'From buzz to business': Streaming, AI and commerce networks stand out at AWNY 2025

Christian Ray Blaza / Shutterstock / The Current
Hot Ones host Sean Evans turned up the heat at this year’s Advertising Week in New York inviting a few unfamiliar faces to his infamous table. Executives from Major League Baseball and Gap braved the hot wings — and the questions — in a session that stood out visually from the hundreds of panels and thousands of speakers over the four-day event.
Elsewhere in midtown, the buzz centered on how more activations and off-site events are popping up outside the main venue. The Guardian, Variety and Nature Made all hosted side conferences, drawing their own crowds. Noticeably absent this year were the flashy brand activations like Netflix’s Squid Game experience, which turned heads last year right as marketers streamed in each morning.
Inside the conference, advertising’s biggest topics — with AI leading the pack—continued to dominate discussions.
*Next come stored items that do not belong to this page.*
PR #6363, opened 2023-07-06
REFACTOR-#6362: `__setitem__` on multiple columns should be evaluated lazily

### LINKED ISSUE #6362: PERF: `__setitem__` on multiple columns should be evaluated lazily
NOTE: I haven't done any clear benchmarking for this.

In the following reproducer:
```python
import modin.pandas as pd
import pandas as vpd
import numpy as np

cols = [f"feature_{i}" for i in range(4)]
cols.append('labels')
df = pd.read_csv('data.txt', header=None)
df.columns = cols
val_df = df.sample(frac=0.2)
train_df = df.drop(val_df.index)

train_means = train_df[cols[:-1]].mean()
train_std = train_df[cols[:-1]].std()
train_df[cols[:-1]] = (train_df[cols[:-1]]- train_means)/train_std
```

data: [data.txt](https://github.com/modin-project/modin/files/11969394/data.txt)

`__setitem__` on multiple columns should not materialize partitions immediately.

pyrito:
## What do these changes do?

- [ ] Resolves #6362 
- [ ] tests added and passing

### DIFF
--- a/modin/pandas/dataframe.py
+++ b/modin/pandas/dataframe.py
@@ -56,6 +56,7 @@ from .utils import (
     from_pandas,
     from_non_pandas,
     broadcast_item,
+    _maybe_reindex_item,
     cast_function_modin2pandas,
     SET_DATAFRAME_ATTRIBUTE_WARNING,
 )
@@ -2451,13 +2452,22 @@ class DataFrame(BasePandasDataset):
                         value = np.array(value)
                     if len(key) != value.shape[-1]:
                         raise ValueError("Columns must be same length as key")
-                item = broadcast_item(
-                    self,
-                    slice(None),
-                    key,
-                    value,
-                    need_columns_reindex=False,
-                )
+
+                # If we have a modin Series or DataFrame, let's not convert it to
+                # a numpy array if we can help it.
+                if isinstance(value, (DataFrame, Series)):
+                    item = _maybe_reindex_item(
+                        self, slice(None), key, value, need_columns_reindex=False
+                    )
+                else:
+                    item = broadcast_item(
+                        self,
+                        slice(None),
+                        key,
+                        value,
+                        need_columns_reindex=False,
+                    )
+
                 new_qc = self._query_compiler.write_items(
                     slice(None), self.columns.get_indexer_for(key), item
                 )
--- a/modin/pandas/dataframe.py
+++ b/modin/pandas/dataframe.py
@@ -56,7 +56,6 @@ from .utils import (
     from_pandas,
     from_non_pandas,
     broadcast_item,
-    _maybe_reindex_item,
     cast_function_modin2pandas,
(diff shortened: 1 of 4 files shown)


modin/pandas/utils.py
```diff
@@ -345,6 +340,28 @@ def broadcast_item(
...
+            return np.broadcast_to(item, to_shape)
+    except ValueError:
+        from_shape = np.array(item).shape
+        raise ValueError(
+            f"could not broadcast input array from shape {from_shape} into shape "
+            + f"{to_shape}"
+        )
+
+
+def _maybe_reindex_item(obj, row_lookup, col_lookup, item, need_columns_reindex=True):
```
mvashishtha, line 359: Can we remove the "maybe" and make this method only valid for series and dataframes?

modin/pandas/dataframe.py
```diff
@@ -2451,13 +2452,22 @@ def __setitem__(self, key, value):
...
-                )
+
+                # If we have a modin Series or DataFrame, let's not convert it to
+                # a numpy array if we can help it.
+                if isinstance(value, (DataFrame, Series)):
+                    item = _maybe_reindex_item(
+                        self, slice(None), key, value, need_columns_reindex=False
+                    )
+                else:
+                    item = broadcast_item(
```
mvashishtha, line 2463: So `_maybe_reindex_item` gets called in either code path here (either directly here, or in `broadcast_item`)? Can we always call it directly here?

mvashishtha (commented):
@pyrito have you checked whether the PandasOnPython and BaseOnPython query compilers can handle inserting a dataframe instead of a numpy array?

I also left some comments about the implementation details.

modin/pandas/dataframe.py
pyrito: Yeah actually this was dumb thinking on my part. I could just return early in `broadcast_item`.

mvashishtha (commented):
this solution generally looks ok. I left some comments about making it neater

modin/pandas/utils.py
```diff
@@ -358,6 +348,24 @@ def broadcast_item(
         # New value for columns/index make that reindex add NaN values
         if axes_to_reindex:
             item = item.reindex(**axes_to_reindex)
+
+    # Allow the query_compiler to dictate what to do instead of materializing the data
+    if isinstance(item, (DataFrame, Series)):
```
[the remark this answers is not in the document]
pyrito: @mvashishtha technically we are still doing a broadcast in the sense that we are reshaping the dataframe, it's just that we may not always be returning a numpy array so I think only the docs really need to be updated.

anmyachev:
@dchigarev so we can close it, right?

anmyachev:
Looks like something similar already done in #6618. Feel free to reopen if needed.

PR #6374, opened 2023-07-11
FIX-#0000: don't initialize engines at import time

anmyachev:
## What do these changes do?

- [ ] Resolves #? 
- [ ] tests added and passing


anmyachev:
Note for reviewers: don't forget to change `FIX-#0000` -> `FIX-#6375` in the final commit message.

modin/core/execution/ray/implementations/pandas_on_ray/partitioning/partition.py
```diff
@@ -45,6 +45,9 @@ class PandasOnRayDataframePartition(PandasDataframePartition):
 
     execution_wrapper = RayWrapper
 
+    # these variables are intentionally initialized at runtime
```
YarShev, line 48: I would also suggest adding some words why we initialize the vars at runtime.

modin/core/execution/ray/implementations/pandas_on_ray/partitioning/partition.py
```diff
@@ -173,9 +176,11 @@ def __copy__(self):
             call_queue=self.call_queue,
         )
 
-    # If Ray has not been initialized yet by Modin,
-    # it will be initialized when calling `RayWrapper.put`.
-    _iloc = execution_wrapper.put(PandasDataframePartition._iloc)
+    @classmethod
+    def _get_iloc_func(cls):  # noqa: GL08
```
YarShev, line 180: docstring + explanation why we use it

YarShev (commented):
LGTM! Left a couple of comments.

modin/core/execution/ray/implementations/pandas_on_ray/partitioning/partition.py
```diff
@@ -173,9 +177,21 @@ def __copy__(self):
...
+    @classmethod
+    def _get_iloc_func(cls):
+        """
+        Places `_iloc` function into the storage to speed up remote function calls and caches the result.
+
+        It also postpones engine initialization, which happens implicitly when function `put` is called.
+
+        Returns
+        -------
+        ray.ObjectID
```
YarShev, line 189:
```suggestion
        ray.ObjectRef
```

YarShev (dismissed):
LGTM! Left one suggestion.

modin/core/dataframe/pandas/partitioning/partition.py
```diff
@@ -198,6 +198,18 @@ def _iloc(df, row_labels, col_labels):  # noqa: RT01, PR01
...
 
+    @classmethod
+    def _get_iloc_func(cls):
+        """
+        Allow specific implementations to have a more optimal way to get `iloc` function.
+
+        Returns
+        -------
+        callable
+            `iloc` function
```
YarShev, line 209:
```suggestion
            `iloc` function.
```

YarShev (dismissed):

vnlitvinov:
@anmyachev I've tried to improve a little bit, being as bold as pushing to your branch. Feel free to revert my commit if you disagree, but IMHO that version is both shorter and should run slightly faster in a general case (i.e. when we take masks more times than we make partitions).

anmyachev:
> @anmyachev I've tried to improve a little bit, being as bold as pushing to your branch. Feel free to revert my commit if you disagree, but IMHO that version is both shorter and should run slightly faster in a general case (i.e. when we take masks more times than we make partitions).

@vnlitvinov thanks! LGTM

modin/core/dataframe/pandas/partitioning/partition.py
```diff
@@ -38,6 +38,24 @@ class PandasDataframePartition(ABC):  # pragma: no cover
...
+    def __init__(self):
+        if type(self)._iloc_func is None:
+            # Places `_iloc` function into the storage to speed up
+            # remote function calls and caches the result.
+            # It also postpones engine initialization, which happens
+            # implicitly when `execution_wrapper.put` is called.
+            if self.execution_wrapper is not None:
+                type(self)._iloc_func = staticmethod(
+                    self.execution_wrapper.put(self._iloc)
+                )
```
YarShev, line 56:
```suggestion
                type(self)._iloc_func = self.execution_wrapper.put(self._iloc)
```
Why do we need to pass an obj ref to staticmethod?

modin/core/dataframe/pandas/partitioning/partition.py
```diff
@@ -38,6 +38,24 @@ class PandasDataframePartition(ABC):  # pragma: no cover
...
+            else:
+                type(self)._iloc_func = staticmethod(self._iloc)
```
YarShev, line 58:
```suggestion
                type(self)._iloc_func = self._iloc
```
self._iloc is already a static method. Why do we need to wrap it over again?

anmyachev: Consider the following example:
```python
>>> class A:
...   @staticmethod
...   def test_func():
...     print("call")
...
>>> A.test_func
<function A.test_func at 0x0000015615BAE280>
>>> A.test_func()
call
>>> A().test_func()
call
>>> A.test_func2 = A().test_func  # emulate behavior as in __init__
>>> A.test_func2()
call
>>> A().test_func2()
TypeError: test_func() takes 0 positional arguments but 1 was given
>>> A.test_func2 = staticmethod(A().test_func)
>>> A.test_func2()
call
>>> A().test_func2()
call
```

YarShev: I see, thanks!

YarShev (approved):

anmyachev:
@YarShev pls merge it

modin/core/dataframe/pandas/partitioning/partition.py
vnlitvinov: Class-level `__setattr__` behaves differently and does quite a few magic tricks, one of which is when you assign an attribute which is a function, it becomes an unbound method _during assignment_, etc. Hence if no `staticmethod()` call is done here, such transformation is done, and function starts to receive an extra `self` argument when called, which leads to errors ([ref](https://github.com/modin-project/modin/actions/runs/5519619408/jobs/10065219105)).

PR #6379, opened 2023-07-11
PERF-#6378: use numpy.array instead of list in internals of iloc/loc operation

### LINKED ISSUE #6378: use numpy.array instead of list in internals of iloc/loc operation

anmyachev:
## What do these changes do?

numpy arrays are much faster to serialize than lists , what will need to be done next when performing `map_axis_partitions` operation.

<details>

<summary>
Script to measure
</summary>

```python
import numpy as np
import ray
from time import time

# initialize it
ray.put([1,2,3,4])

np.random.seed(42)

len_rows = 10**7
sorted_rows_position = np.arange(len_rows)
row_positions = sorted_rows_position.copy()
np.random.shuffle(row_positions)


row_order_mapping = dict(
    zip(sorted_rows_position, range(len(row_positions)))
)

print("old way")
for _ in range(3):
    start = time()
    new_row_order = [row_order_mapping[idx] for idx in row_positions]


start = time()
ref = ray.put(new_row_order)
print(f"ray put {time()-start}")
del ref


print("from_iter way")
for _ in range(3):
    start = time()
    new_row_order = np.fromiter((row_order_mapping[idx] for idx in row_positions), dtype="int64", count=len(row_positions))

start = time()
ref = ray.put(new_row_order)
print(f"ray put {time()-start}")
```

</details>

- [x] Resolves #6378 
- [x] tests added and passing

### DIFF
--- a/modin/core/dataframe/pandas/dataframe/dataframe.py
+++ b/modin/core/dataframe/pandas/dataframe/dataframe.py
@@ -1110,14 +1110,22 @@ class PandasDataframe(ClassLogger):
             row_order_mapping = dict(
                 zip(sorted_row_positions, range(len(row_positions)))
             )
-            new_row_order = [row_order_mapping[idx] for idx in row_positions]
+            new_row_order = np.fromiter(
+                (row_order_mapping[idx] for idx in row_positions),
+                dtype="int64",
+                count=len(row_positions),
+            )
         else:
             new_row_order = None
         if col_positions is not None:
             col_order_mapping = dict(
                 zip(sorted_col_positions, range(len(col_positions)))
             )
-            new_col_order = [col_order_mapping[idx] for idx in col_positions]
+            new_col_order = np.fromiter(
+                (col_order_mapping[idx] for idx in col_positions),
+                dtype="int64",
+                count=len(col_positions),
+            )
         else:
             new_col_order = None
         return intermediate._reorder_labels(


anmyachev:
@dchigarev please review

modin/core/dataframe/pandas/dataframe/dataframe.py
```diff
@@ -1110,14 +1110,22 @@ def _maybe_reorder_labels(
             row_order_mapping = dict(
                 zip(sorted_row_positions, range(len(row_positions)))
             )
-            new_row_order = [row_order_mapping[idx] for idx in row_positions]
+            new_row_order = np.fromiter(
+                (row_order_mapping[idx] for idx in row_positions),
+                dtype="int64",
+                count=len(row_positions),
+            )
```
vnlitvinov, line 1117: from the surrounding code, I believe we can make the following:
1. `sorted_row_positions` is a numpy array (we can make it 100% sure by calling `numpy.asarray()` which is a no-op for a thing which is already an array)
2. same for `row_positions`
3. then making the dictionary and then building an array via `np.fromiter` is just a super-slow version of `sorted_row_positions[row_positions]` 😉 

If I'm right, this piece could be sped up even further (and code greatly simplified) by rewriting as
```python
new_row_order = np.asarray(sorted_row_positions)[np.asarray(row_positions)]
```

vnlitvinov: What does it matter if it's a contiguous array (if you mean in-memory contiguous)? Numpy is smart enough:
```python
>>> np.array([1,5,7,2,9,12,19,-5,6])[np.array([2,6])]
array([ 7, 19])
>>> x1=np.array(np.arange(10))
>>> x1.flags
  C_CONTIGUOUS : True
  F_CONTIGUOUS : True
  OWNDATA : True
  WRITEABLE : True
  ALIGNED : True
  WRITEBACKIFCOPY : False

>>> x2=x1[::-1]
>>> x2.flags
  C_CONTIGUOUS : False
  F_CONTIGUOUS : False
  OWNDATA : False
  WRITEABLE : True
  ALIGNED : True
  WRITEBACKIFCOPY : False

>>> x2[np.array([2,3])]
array([7, 6])
>>> x1[x2]
array([9, 8, 7, 6, 5, 4, 3, 2, 1, 0])
```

But amid the expected, new advancements and perspectives pushing the industry forward emerged. Here are the standout moments across streaming, commerce media and AI.
TV’s heightened expectations
Several panels zeroed in on the maturation of streaming. With connected TV (CTV) claiming 46.4% of all U.S. TV viewership this August, according to the latest Nielsen data, streaming is fully center stage.
“I remember sitting in this room two years ago and live streaming sports was barely a thing,” Scott Nagy, SambaTV’s vice president of commercial partnerships, quipped as he opened one panel. “And look where we are now.”
With increased popularity, though, comes heightened expectations. Executives from across the industry shared that they’re still ironing out pain points like unifying measurement to match the many and always-evolving ways to stream. Even industry titan Nielsen is in the thick of the transition, balancing decades of legacy data with its new big data future.
“From an operational standpoint, it’s a lot to move the Titanic,” Lisa Mallen, AMC’s senior vice president of agency and client partnerships, said during a panel. “While everyone has the right intentions, there’s years and years of data that have been built on certain legacy systems.”
Although agencies and publishers are deeply involved in the complexities of measurement Mariel Estrada, head of video currency at Omnicom, emphasized during a panel that brands have always demanded accuracy and precision.
“Clients may not be dissecting methodologies and datasets, but they know fragmentation is happening,” Estrada said.
Commerce media continues growth
Another highlight of the week was American Express’ launch of its commerce media network. Amex now joins Mastercard as the second payment network in the last week to launch an ad business alongside Chase and PayPal, which inaugurated the trend with their own networks earlier this year. PayPal’s network further offers a tool to help smaller businesses create their own ad networks.
It’s quickly becoming a crowded field, but Amex clearly sees this launch as a point of differentiation.
“Our focus is connecting great brands with high-spending customers,” Jacob King, senior vice president of Amex Offers, said during a panel.
Amex card members spend 2.9 times more than those from competitors with ad networks, according to King.
“We’re not the biggest player; we’re not the largest; we don’t have the most scale, but we know what we’re showing up to the table with.”
Meanwhile, Mastercard sees 160 billion transactions on its platform every year and has already signed up 25,000 advertisers to its media network. Nili Klenoff, the company’s executive vice president of commerce media and innovation, said on a panel that its platform has data from 500 million consumers.
“Commerce media is one of the most foundational changes that has occurred in the last 10 years of advertising,” Vihan Sharma, chief revenue officer at LiveRamp, said during a panel.
AI gets actionable
AI is always a hot-button issue, but marketers are now charting a path with clear business initiatives replacing lofty, philosophical musings about its future potential.
ChatGPT also marked its next era of enterprise strategy, launching partnerships with Spotify, Uber, Expedia and Zillow this week.
“AI is finally moving from buzz to business,” said Mac Hagel, Razorfish’s president, head of media and client lead. “Marketers are done with hype. They want AI to be accountable, measurable and immediately tied to outcomes.”
Josh Peters, Bombora’s vice president of global data partnerships and strategy, works more on the online publisher side. He agreed with Hagel that AI is moving from hype to action, with more publishers utilizing AI to automate ad operations, testing and optimizing audiences and dropping low revenue demand.
“I’ve seen the conversation very slowly start to get out of the panic phase and into, OK, this is a thing, it exists,” Peters said, adding, “2026 is really going to be a lot of how do we take advantage of this moment versus fret about it.”